= TASK OBJECTIVE =
Repeat the whole listing, keeping every word and every line intact.

= SOURCE MATERIAL =
PR #6067, opened 2024-06-25
fix(ratelimits) up rate limit for events for backfill as well

JoshFerge:
in this PR https://github.com/getsentry/snuba/pull/6064 we upped the rate limit for this referrer, but need to do it on the events dataet as well. i'm not actually sure how the errors_ro gets hit, but it seems our query in prod hits events.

= YOUR SOLUTION =
PR #6067, opened 2024-06-25
fix(ratelimits) up rate limit for events for backfill as well

JoshFerge:
in this PR https://github.com/getsentry/snuba/pull/6064 we upped the rate limit for this referrer, but need to do it on the events dataet as well. i'm not actually sure how the errors_ro gets hit, but it seems our query in prod hits events.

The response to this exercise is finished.